Eine Kammeroper wie ein 90-minütiger Albtraum: Blasinstrumente, aus denen nur Luft kommt, Streichinstrumente, mit dem Holz des Bogens gestrichen, Sänger denen die Töne im Halse stecken zu bleiben scheinen. Eine Beklemmung, die extrem gut zur literarischen Vorlage von Albert Camus passt.
Opernadaption hält sich genau an den Buchtext
„Heute ist Mama gestorben. Vielleicht auch gestern, ich weiß es nicht.“ – Mit diesen Worten beginnt der Roman „Der Fremde“ von Albert Camus. Die Opernadaption hält sich ganz genau an den Buchtext.
Die Geschichte spielt in den 1930er Jahren in Algerien, damals eine französische Kolonie. Im Zentrum steht ein Mord: Die Hauptfigur Meursault erschießt im gleißenden Sonnenlicht des algerischen Strandes einen Araber.
Postkoloniale Kritik am Roman
„Camus war Algerienfranzose. Er hat für die Rechte der Algerier gekämpft. Gleichzeitig wird seinem Roman heute vorgeworfen, kolonialistisch zu sein.“ Dieses Spannungsverhältnis habe ihn interessiert, sagt Jan Dovrak.
Er ist seit 2018 künstlerischer Leiter des Mannheimer Sommers. Dieses Festival hat vor vier Jahren einen Kompositionswettbewerb ausgeschrieben: Gesucht wurde ein Musiktheater zu Camus’ „Der Fremde“.
Musik von Cecilia Arditto ist beklemmend
Überzeugen konnten letztlich die argentinische Komponistin Cecilia Arditto Delsoglio und die Regisseurin Annette Müller, die gemeinsam das Konzept für diese Kammeroper entwickelt haben. Mit einer sehr beklemmenden Musik von Cecilia Arditto.

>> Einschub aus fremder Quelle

PR #2974, opened 2016-02-23
Logging handler and log rotation cleanup.

### LINKED ISSUE #2920: qTox "Not responding" after update on OS X version 10.11.3
Application cannot start after Mac was updated to OS 10.11.3

qTox was installed from `qTox-OSX-1.2.4.307.dmg`

skotopes:
Bare metall logging handler which uses Qt formatting and plain C file IO. Minor additions in bootstrap-osx.sh

Fixes #2920.

### DIFF
--- a/bootstrap-osx.sh
+++ b/bootstrap-osx.sh
@@ -28,6 +28,8 @@ cp /usr/local/lib/libav* libs/lib
 cp /usr/local/lib/libswscale* libs/lib
 cp /usr/local/lib/libqrencode* libs/lib
 cp /usr/local/lib/libsqlcipher* libs/lib
+cp /usr/local/lib/libfilteraudio* libs/lib
+cp /usr/local/lib/libtox* libs/lib
 echo Copying include files...
 cp -r /usr/local/include/vpx* libs/include
 cp -r /usr/local/include/sodium* libs/include
@@ -35,5 +37,7 @@ cp -r /usr/local/include/qrencode* libs/include
 cp -r /usr/local/include/libav* libs/include
 cp -r /usr/local/include/libswscale* libs/include
 cp -r /usr/local/include/sqlcipher* libs/include
+cp -r /usr/local/include/filter_audio.h libs/include
+cp -r /usr/local/include/tox libs/include
 echo Done.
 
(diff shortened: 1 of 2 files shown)


bootstrap-osx.sh
```diff
@@ -28,6 +28,8 @@ cp /usr/local/lib/libav* libs/lib
 cp /usr/local/lib/libswscale* libs/lib
 cp /usr/local/lib/libqrencode* libs/lib
 cp /usr/local/lib/libsqlcipher* libs/lib
+cp /usr/local/lib/libfilteraudio* libs/lib
+cp /usr/local/lib/libtox* libs/lib
```
zetok, line 32: No.

filter_audio isn't even installed in the system, so trying to copy it from there is simply wrong.

On older version of scripts might have used to install it system-wide, I don't really remember.

src/main.cpp
```diff
@@ -130,36 +106,25 @@ int main(int argc, char *argv[])
...
         QDir dir (logFileDir);
-		
         // Check if log.1 already exists, and if so, delete it
-        if (dir.remove(logFileDir + "qtox.log.1"))
+        if (dir.remove(logFileDir + "qtox.log.1")) {
             qDebug() << "Removed log successfully";
-        else
+        } else {
             qDebug() << "Unable to remove old log file";
+        }
```
zetok: No. This too isn't needed: https://github.com/tux3/qTox/wiki/Coding#coding-style

bootstrap-osx.sh
skotopes, line 32: It is.
Anyway, process described in INSTALL.md is broken for mac os, so I'll recall this changes.

zetok, line 32: Perhaps - does https://github.com/tux3/qTox/blob/ef5b9b8c1e1a934d200743fbdc4ff0ed02cde023/osx/qTox-Mac-Deployer-ULTIMATE.sh work?

zetok:
Um, why closing PR?

skotopes:
What should I do instead?

zetok:
Make corrections?

PR #2977, opened 2016-02-25
fix(osx-script): remove unnecessary usage of `sudo`

zetok:
@RowenStipe does it work without `sudo` in those places?


RowenStipe:
@zetok initally I wasn't able to get it to build without `sudo` on my machine but now it does work without `sudo`

PR #2979, opened 2016-02-27
disable filteraudio, because it makes audio quality worse

### LINKED ISSUE #2942: Remove “Filter audio” option from the settings

sudden6:
Fixes  #2942 until we have a better audio backend

### DIFF
--- a/src/persistence/settings.cpp
+++ b/src/persistence/settings.cpp
@@ -1239,7 +1239,8 @@ void Settings::setOutVolume(int volume)
 bool Settings::getFilterAudio() const
 {
     QMutexLocker locker{&bigLock};
-    return filterAudio;
+    // temporary disable filteraudio, as it doesn't work as expected
+    return false;
 }
 
 void Settings::setFilterAudio(bool newValue)
--- a/src/widget/form/settings/avform.cpp
+++ b/src/widget/form/settings/avform.cpp
@@ -46,12 +46,15 @@ AVForm::AVForm() :
 
     bodyUI->btnPlayTestSound->setToolTip(
                 tr("Play a test sound while changing the output volume."));
-
 #ifdef QTOX_FILTER_AUDIO
     bodyUI->filterAudio->setChecked(Settings::getInstance().getFilterAudio());
 #else
     bodyUI->filterAudio->setDisabled(true);
 #endif
+
+    // temporary remove audio filtering, because it makes audio quality worse
+    Settings::getInstance().setFilterAudio(false);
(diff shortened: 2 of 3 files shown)


antis81:
@sudden6
This currently looks like a half-hearted attempt and the code actually introduces bad things…

Please remove the checkbox from the UI file instead of hiding it and make the settings flag always return `false` in `Settings::getFilterAudio()` - you can move the comment there.

sudden6:
@antis81 I didn't remove the checkbox, because I thought we want to reintroduce this at some point?

antis81:
Life is a process of creation and destruction - same with software. :) Right now I don't see anyone, who really cares about implementing this feature and - more important - the concept underneath. Why bother about a dead horse rather than care for the living one?

sudden6:
ok, I removed it. Or did you mean I should eliminate all traces of libfilter_audio?

zetok:
Err.

Wouldn't it be better to simply change `qtox.pro` so that by default filter_audio support won't be compiled?

sudden6:
@zetok without my changes the checkbox would still be displayed, but greyed out. Not user friendly.

antis81:
@zetok This leaves the checkbox as an artifact and is probably not the best solution at all.

zetok:
Right. I just thought that disabling filter_audio is supposed to be ~temporary, until it gets fixed. If that's not the case, nvm what I've said about just disabling it in `qtox.pro`.

tux3:
LGTM.
Although if nobody really wants to fix filteraudio, eventually we can start thinking about removing it entirely.
Even on uTox I haven't noticed a huge improvement with it on, so I wouldn' t be opposed.

ovalseven8:
> eventually we can start thinking about removing it entirely.

:+1:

„Die Hitze, die Geräusche, die merkwürdigen Stimmungen, auch psychologischen Stimmungen, in diesen überhitzten Räumen, das wird alles überdeutlich beschrieben“, so Dovrak. Arditto habe diese überempfindliche Wahrnehmung zu einer Partitur gemacht.
Hommage an die Musique concrète
Anfang der 1940er Jahre, fast zeitgleich mit dem Roman „Der Fremde“, entstand in Frankreich die Musique concrète, bei der Komponisten mit Alltagsgeräuschen gearbeitet haben. Diese Kammeroper von Cecilia Arditto ist eine große Hommage an diese Musk.
Sie integriert Geräusche von Ventilatoren, Wassereimern, Metallstangen, Plastikbechern ebenso wie das Klappern von Kaffeetassen und das Kratzen von Besteck auf Tellern. All das ist für das Publikum hör- und sichtbar: denn das kleine Orchester sitzt auf der Bühne und spielt Musik, die geprägt ist von sich wiederholenden Patterns und Klangflächen und oft statisch klingt.
Der Protagonist ist in Schockstarre
Obwohl die Sängerinnen und Sänger sich nur sehr wenig bewegen und keinerlei erkennbare Melodie singen, schaffen es alle vier, das Publikum zu beeindrucken. Das Bühnengeschehen erinnert an die Tradition der Tableaux vivants.
Szenen frieren ein und erstarren zu Bildern, die sich einprägen. Das zeigt die Schockstarre des Protagonisten: Er handelt nicht frei, sondern er schießt, „weil der Abzug nachgibt“.
Eine minimalistische Inszenierung
Große Teile der Handlung muss man sich in den Übertiteln selbst erschließen - wie in einem Buch – nur ausgewählte Sätze werden gesungen.
Eine geniale Idee, findet Festivalleiter Jan Dvorak: „Die Inszenierung hat die Aufgabe, diese sehr atmosphärischen Bilder nicht zu theatralisieren. Es ist sehr minimalistisch und trotzdem kann man in die Psychologie der einzelnen Figuren einsteigen.“
Kein Wohlfühltheater, sondern Beklemmung
Es ist kein Wohlfühltheaterabend im Studio des Nationaltheaters Mannheim, sondern eine sehr bedrückende Vorstellung, die emotionslos und gleichgültig sein will – wie der Protagonist Meursault.
Es ist wie ein 90-minütiger Albtraum: Blasinstrumente, aus denen nur Luft herauskommt, Streichinstrumente, die mit dem Holz des Bogens gestrichen werden, Sänger denen die Töne im Halse stecken zu bleiben scheinen. Und doch ist es gerade diese Beklemmung, die extrem gut zur literarischen Vorlage passt.